How may we work at being filled with the Spirit? First, it's a matter of remembering that
Jesus said that the Father loves to give the Holy Spirit to those who ask him – and remembering
that Jesus said that the Spirit’s work is to testify to him, making him personally meaningful in
our lives. So being filled with the Spirit begins with looking to Jesus and all he did for us! This
leads to rejoicing in him as our Savior! And that leads to committing ourselves willingly to him
as Lord in careful and prayerful discipleship! Throughout the process he will see to it that we
have his Spirit in us to empower us and to exalt us.
But it all begins with asking him
expectantly!
Paul wrote here about the importance of music in the Christian life. As we are filled with
the Spirit, "singing and making music in our hearts to the Lord" is a most natural expression. In
a way, it’s too bad that we live in the electronic age. Our children – and we – get so accustomed
to listening to others sing for us that we often don’t learn the joy of singing ourselves. That has
to be one of the reasons why some just sit through the liturgical songs and hymns in church
without joining in the singing.
Living in this electronic age, we have to recognize that the music that surrounds us will
have as much influence on our lives as almost anything. It can encourage higher quality of living
with melodies and harmonies and rhythms and lyrics – or it can appeal just to baser qualities
with just a driving beat and degrading words. "Be careful how you live," then, surely applies also
to the kind of music we make a part of our lives – and the lives of our children.

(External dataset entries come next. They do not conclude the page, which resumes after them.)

PR #956, opened 2021-08-20
Remove extension for Terms in Values in Subst

mariari:
This clears up the evaluator substv code by removing an unused constraint. Namely the `extT` for term extensions. This extension was placed due to the `Error` type being too broad. For clarity and debugging reasons this was removed.

The main drawback besdies readability is that this under-constrained the `extT` type which made it imposible to print any terms handed to the code.


library/EasyPipeline/src/Easy.hs
```diff
@@ -564,9 +564,11 @@ printTimeLapse byteString option = do
   --
   (_, cored) <- coreify byteString option
   traverse_ (printCoreFunction cored option) currentDefinedItems
+  print "finished Cored"
```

A key is to
choosing the music that we and they listen to is to ask ourselves: "Does it help me make music
in my heart to the Lord?"
Finally, Paul wrote: "Give thanks for everything." As you imitate your Father’s love and
walk in the light of Christ you realize more and more that every good gift and every perfect
endowment comes down from above, from the Father of lights – and that he is present in and at
work in also difficult circumstances. A "Thank You" spoken and lived is the only proper
response – even when "it's been a tough day."
Then, by God’s grace, we won’t have to be fearful of the fact that our children will
imitate us. Instead, we will continually invite them to join us in imitating God.